## Aim of the exercise
Copy every line below precisely, leaving nothing out.

Segment Open

PR #4116, opened 2022-10-12
ascanrules: Address FP in External Redirect scan rule

kingthorin:
Identified via:
https://stackoverflow.com/questions/74025214/owasp-on-liferay7-external-redirect-error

Segment Closed

## Answer to the exercise
PR #4116, opened 2022-10-12
ascanrules: Address FP in External Redirect scan rule

kingthorin:
Identified via:
https://stackoverflow.com/questions/74025214/owasp-on-liferay7-external-redirect-error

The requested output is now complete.